**REQUIREMENT:** Your task is to copy the lines of the data below from the line holding "- Lightning400 (with DRDY)" through the line holding "- LSM6DSV32X IMU", inclusive, exactly and with nothing added.

**RECORD SET:**
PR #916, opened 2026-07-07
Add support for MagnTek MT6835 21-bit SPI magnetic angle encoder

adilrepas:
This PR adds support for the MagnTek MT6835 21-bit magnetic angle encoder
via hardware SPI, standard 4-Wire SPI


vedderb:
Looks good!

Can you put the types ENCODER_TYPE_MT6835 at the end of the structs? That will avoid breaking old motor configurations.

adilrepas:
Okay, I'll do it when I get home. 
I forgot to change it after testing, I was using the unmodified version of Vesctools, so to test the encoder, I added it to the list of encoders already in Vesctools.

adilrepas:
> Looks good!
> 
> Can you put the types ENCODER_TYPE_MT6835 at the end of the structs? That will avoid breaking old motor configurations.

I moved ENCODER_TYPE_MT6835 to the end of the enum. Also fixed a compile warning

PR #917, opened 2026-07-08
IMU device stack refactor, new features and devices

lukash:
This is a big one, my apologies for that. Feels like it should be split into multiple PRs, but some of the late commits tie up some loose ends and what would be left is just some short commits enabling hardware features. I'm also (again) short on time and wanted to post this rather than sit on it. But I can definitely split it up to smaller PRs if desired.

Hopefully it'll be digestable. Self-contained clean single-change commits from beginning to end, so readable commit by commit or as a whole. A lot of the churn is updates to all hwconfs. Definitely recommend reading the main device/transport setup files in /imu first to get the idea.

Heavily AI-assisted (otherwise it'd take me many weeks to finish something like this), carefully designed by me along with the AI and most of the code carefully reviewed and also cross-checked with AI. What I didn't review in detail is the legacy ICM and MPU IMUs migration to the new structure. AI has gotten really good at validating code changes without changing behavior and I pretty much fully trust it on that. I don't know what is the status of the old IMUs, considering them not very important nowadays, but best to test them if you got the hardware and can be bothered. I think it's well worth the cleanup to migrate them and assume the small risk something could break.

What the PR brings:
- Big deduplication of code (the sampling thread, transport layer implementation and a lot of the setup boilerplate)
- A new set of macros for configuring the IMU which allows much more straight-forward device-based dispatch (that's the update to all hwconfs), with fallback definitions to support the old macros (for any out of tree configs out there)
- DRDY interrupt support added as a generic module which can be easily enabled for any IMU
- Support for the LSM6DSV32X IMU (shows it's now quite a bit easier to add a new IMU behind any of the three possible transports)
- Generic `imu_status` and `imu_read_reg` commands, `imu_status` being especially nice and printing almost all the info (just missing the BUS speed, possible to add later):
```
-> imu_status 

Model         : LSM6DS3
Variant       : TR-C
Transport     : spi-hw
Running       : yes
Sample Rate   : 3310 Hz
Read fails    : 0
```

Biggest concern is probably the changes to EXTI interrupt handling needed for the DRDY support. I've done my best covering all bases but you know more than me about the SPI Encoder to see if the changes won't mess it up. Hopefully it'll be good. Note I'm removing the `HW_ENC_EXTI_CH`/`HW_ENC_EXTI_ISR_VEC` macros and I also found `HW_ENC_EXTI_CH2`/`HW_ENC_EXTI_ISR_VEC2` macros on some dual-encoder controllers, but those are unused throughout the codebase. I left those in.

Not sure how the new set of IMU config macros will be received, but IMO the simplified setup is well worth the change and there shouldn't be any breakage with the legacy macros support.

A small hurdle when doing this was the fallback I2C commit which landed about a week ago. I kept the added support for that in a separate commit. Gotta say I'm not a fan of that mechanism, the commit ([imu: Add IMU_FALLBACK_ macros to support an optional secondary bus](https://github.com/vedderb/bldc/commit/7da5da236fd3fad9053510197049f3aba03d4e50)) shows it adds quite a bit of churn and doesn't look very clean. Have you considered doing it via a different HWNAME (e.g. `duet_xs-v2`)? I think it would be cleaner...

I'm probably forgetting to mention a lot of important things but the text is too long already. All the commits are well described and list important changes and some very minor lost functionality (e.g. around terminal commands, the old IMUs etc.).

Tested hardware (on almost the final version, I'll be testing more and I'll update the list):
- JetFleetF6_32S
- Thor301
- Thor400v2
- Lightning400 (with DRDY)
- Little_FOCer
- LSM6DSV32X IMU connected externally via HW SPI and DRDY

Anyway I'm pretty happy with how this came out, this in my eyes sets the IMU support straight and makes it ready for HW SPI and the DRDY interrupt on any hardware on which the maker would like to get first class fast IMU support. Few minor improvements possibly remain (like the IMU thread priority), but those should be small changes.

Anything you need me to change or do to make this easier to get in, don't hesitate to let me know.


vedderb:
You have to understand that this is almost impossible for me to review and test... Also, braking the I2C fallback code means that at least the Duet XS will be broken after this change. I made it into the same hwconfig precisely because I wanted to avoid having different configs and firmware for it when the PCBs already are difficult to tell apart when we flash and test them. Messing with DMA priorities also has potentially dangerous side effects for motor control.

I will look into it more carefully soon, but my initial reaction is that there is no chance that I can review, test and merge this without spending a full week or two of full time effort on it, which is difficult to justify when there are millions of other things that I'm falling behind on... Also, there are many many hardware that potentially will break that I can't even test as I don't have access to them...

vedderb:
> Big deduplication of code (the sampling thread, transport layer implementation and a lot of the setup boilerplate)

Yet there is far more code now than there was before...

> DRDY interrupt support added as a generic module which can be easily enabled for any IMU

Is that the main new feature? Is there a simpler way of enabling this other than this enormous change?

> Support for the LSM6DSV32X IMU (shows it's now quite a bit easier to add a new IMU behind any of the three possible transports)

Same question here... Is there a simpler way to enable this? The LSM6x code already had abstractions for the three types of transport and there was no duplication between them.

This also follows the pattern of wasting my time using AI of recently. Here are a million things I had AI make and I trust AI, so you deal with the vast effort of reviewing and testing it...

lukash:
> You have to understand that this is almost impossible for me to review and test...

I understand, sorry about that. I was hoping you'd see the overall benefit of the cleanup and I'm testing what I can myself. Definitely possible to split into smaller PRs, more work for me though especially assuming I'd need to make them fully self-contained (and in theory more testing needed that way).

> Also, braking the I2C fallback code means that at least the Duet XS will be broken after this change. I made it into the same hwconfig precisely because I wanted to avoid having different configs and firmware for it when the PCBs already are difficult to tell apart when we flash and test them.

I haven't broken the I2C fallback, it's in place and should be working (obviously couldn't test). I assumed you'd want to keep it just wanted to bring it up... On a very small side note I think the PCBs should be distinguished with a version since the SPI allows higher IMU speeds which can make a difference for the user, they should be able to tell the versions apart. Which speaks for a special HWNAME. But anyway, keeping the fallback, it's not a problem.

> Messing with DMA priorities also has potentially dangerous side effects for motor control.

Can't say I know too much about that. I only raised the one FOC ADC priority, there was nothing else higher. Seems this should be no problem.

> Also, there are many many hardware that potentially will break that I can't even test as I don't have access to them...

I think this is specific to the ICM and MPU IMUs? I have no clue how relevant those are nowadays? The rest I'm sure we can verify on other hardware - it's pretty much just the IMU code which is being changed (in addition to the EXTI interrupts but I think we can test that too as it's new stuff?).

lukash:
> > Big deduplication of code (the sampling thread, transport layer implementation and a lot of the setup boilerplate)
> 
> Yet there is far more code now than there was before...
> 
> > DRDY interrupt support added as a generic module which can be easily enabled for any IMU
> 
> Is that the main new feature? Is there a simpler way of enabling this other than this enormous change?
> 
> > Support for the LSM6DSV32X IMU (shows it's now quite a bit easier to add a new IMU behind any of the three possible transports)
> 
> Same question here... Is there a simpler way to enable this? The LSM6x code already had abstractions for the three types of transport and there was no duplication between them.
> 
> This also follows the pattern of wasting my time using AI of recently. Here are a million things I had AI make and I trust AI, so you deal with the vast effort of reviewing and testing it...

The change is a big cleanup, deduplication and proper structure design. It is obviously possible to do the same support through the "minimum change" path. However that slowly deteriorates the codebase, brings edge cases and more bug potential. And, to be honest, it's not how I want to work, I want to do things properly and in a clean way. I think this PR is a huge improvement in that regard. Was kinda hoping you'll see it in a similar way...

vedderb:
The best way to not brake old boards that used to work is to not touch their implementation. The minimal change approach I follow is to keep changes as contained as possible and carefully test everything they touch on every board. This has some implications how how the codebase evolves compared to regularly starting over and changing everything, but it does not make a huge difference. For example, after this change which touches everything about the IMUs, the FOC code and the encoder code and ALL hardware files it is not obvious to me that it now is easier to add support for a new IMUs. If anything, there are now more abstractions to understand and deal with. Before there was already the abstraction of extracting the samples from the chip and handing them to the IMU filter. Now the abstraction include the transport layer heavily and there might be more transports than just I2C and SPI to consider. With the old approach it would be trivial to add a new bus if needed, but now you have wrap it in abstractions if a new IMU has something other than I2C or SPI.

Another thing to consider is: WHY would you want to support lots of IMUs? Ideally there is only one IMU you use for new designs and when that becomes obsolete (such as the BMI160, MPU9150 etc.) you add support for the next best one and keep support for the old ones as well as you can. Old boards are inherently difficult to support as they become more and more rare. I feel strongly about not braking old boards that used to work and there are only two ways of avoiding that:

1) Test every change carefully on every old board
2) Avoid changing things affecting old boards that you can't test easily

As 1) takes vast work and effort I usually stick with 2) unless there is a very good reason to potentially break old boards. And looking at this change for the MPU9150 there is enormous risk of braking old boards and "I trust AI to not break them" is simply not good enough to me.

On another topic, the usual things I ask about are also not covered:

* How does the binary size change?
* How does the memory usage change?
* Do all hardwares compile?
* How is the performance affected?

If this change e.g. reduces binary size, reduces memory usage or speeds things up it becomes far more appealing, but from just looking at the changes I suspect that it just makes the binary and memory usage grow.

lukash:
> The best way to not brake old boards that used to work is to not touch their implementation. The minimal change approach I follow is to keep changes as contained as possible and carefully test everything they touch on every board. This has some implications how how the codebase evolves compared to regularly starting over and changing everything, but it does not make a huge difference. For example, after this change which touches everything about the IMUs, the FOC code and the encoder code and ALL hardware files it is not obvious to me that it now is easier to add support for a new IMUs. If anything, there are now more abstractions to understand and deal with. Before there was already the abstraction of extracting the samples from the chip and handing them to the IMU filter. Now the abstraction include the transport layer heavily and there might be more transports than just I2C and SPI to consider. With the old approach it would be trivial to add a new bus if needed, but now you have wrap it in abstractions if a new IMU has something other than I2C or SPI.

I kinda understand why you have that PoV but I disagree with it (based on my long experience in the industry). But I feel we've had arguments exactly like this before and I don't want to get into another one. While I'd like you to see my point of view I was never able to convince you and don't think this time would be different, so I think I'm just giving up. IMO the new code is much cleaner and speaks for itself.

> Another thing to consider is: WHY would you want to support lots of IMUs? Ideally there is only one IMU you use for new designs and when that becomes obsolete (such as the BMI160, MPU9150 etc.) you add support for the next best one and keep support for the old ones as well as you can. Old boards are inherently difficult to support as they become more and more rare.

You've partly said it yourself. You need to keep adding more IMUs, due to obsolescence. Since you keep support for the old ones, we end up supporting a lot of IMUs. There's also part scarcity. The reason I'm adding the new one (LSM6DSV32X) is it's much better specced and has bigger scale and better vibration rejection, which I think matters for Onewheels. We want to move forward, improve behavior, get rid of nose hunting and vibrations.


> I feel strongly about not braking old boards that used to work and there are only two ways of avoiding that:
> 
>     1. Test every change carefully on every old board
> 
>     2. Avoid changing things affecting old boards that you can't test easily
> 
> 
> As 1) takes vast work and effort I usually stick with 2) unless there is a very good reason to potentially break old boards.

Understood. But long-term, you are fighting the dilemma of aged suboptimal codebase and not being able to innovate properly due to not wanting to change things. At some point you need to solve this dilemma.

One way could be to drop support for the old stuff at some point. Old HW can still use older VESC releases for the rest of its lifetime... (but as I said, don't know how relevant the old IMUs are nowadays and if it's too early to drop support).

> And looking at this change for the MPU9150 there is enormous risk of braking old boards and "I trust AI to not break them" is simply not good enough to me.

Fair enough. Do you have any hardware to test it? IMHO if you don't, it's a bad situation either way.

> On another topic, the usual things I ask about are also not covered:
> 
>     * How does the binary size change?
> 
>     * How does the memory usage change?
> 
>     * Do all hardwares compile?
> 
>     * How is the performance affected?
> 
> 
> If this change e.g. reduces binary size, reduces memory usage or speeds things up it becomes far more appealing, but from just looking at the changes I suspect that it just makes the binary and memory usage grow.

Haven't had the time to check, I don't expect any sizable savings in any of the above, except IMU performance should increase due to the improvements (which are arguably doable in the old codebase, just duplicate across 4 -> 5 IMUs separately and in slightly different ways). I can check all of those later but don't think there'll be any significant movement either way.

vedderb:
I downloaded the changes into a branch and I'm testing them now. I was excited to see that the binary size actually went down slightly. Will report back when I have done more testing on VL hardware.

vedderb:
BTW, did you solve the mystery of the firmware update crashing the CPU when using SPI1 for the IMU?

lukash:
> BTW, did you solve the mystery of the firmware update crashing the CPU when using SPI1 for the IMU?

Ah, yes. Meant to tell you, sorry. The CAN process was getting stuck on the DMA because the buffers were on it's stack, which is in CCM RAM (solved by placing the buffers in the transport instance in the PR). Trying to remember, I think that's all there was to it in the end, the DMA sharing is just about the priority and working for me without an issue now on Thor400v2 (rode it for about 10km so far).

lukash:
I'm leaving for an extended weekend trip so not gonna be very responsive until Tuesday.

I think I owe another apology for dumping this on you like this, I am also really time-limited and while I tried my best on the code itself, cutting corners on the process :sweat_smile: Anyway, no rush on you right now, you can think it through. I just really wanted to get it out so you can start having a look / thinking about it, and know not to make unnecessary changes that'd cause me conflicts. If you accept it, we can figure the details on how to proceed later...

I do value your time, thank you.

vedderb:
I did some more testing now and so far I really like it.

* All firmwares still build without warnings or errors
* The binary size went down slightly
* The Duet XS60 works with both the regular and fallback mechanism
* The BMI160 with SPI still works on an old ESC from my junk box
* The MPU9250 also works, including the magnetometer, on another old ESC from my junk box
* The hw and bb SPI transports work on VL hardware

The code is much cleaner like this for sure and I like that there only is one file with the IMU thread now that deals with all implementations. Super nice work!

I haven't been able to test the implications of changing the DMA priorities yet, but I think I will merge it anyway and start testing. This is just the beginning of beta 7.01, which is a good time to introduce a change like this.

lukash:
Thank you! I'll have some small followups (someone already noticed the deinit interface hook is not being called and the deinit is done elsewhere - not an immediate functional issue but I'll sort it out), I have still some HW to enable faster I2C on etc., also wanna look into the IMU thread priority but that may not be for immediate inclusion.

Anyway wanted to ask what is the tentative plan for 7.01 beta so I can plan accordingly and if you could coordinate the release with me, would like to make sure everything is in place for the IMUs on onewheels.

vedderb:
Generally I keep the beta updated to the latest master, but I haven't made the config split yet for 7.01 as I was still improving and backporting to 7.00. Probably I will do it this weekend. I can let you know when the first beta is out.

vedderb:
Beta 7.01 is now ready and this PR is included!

**RESPONSE AREA:**
- Lightning400 (with DRDY)
- Little_FOCer
- LSM6DSV32X IMU connected externally via HW SPI and DRDY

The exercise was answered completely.